A Venn diagram depicting the DDIs. There were 2,089 DDIs confirmed in the Liverpool database, while there were 6,512 DDIs in the FAERS database. All seven models detected 2,516 DDIs. Out of all total pairs examined, 49 pairs were significant in both the Liverpool database and seven models. There were 106 pairs found in both the Liverpool database and FAERS, but not detected by the seven models.

Discussion

This study investigated potential DDIs in patients with COVID-19 by using seven DDI detection models and employed the Liverpool database as our gold standard to discover potential DDIs which were unrecognized.

Among the seven models, most DDI signals were detected by the association rule mining model with 6,404 drug-drug pairs (98.3% of the total 6,512 pairs), followed by the additive model (6,047 pairs). In contrast, the logistic regression showed the most conservative DDI detection tendency (3,705 drug-drug pairs), but still had the highest number of drug-drug pairs confirmed by the Liverpool database. Unlike other models, the logistic regression model included confounding factors: age and gender, suggesting that it may be the most reliable model detecting novel DDIs.

Based on the results of random permutation, the 2,516 DDIs detected by the seven models are likely not occurring by chance. Thus, there is a high potentiality to generate clinical trial hypotheses based on the DDIs detected by the several models but not found in the Liver pool database.

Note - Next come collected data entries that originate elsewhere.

PR #954, opened 2017-03-24
Improve error message of scheduleCronFlow API

wyukawa:
It is difficult to understand the error message of scheduleCronFlow API.

example

```
Flow test_flow cannot be found in project azkaban.project.Project@13846b77
```

In this case, I don't know the Azkaban project name.

I expect the following

```
Flow test_flow cannot be found in project test
```

This pull request is similar to https://github.com/azkaban/azkaban/pull/566


wyukawa:
Thanks!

There are known limitations in this study. First, the FAERS database doesn’t include patient characteristics, his/her medical history, and dosage information which are important risk factors of DDIs. Second, the FAERS database is recognized to be underreported of AEs, and AEs reported by it need to be further validated. Third, we did not examine the underlying pharmacology mechanism of detected DDIs.

Conclusions

This study showed the potentiality of using seven models to detect potential DDIs from a spontaneous adverse event reports dataset. The detected DDIs by the seven models are not likely to occur in chance.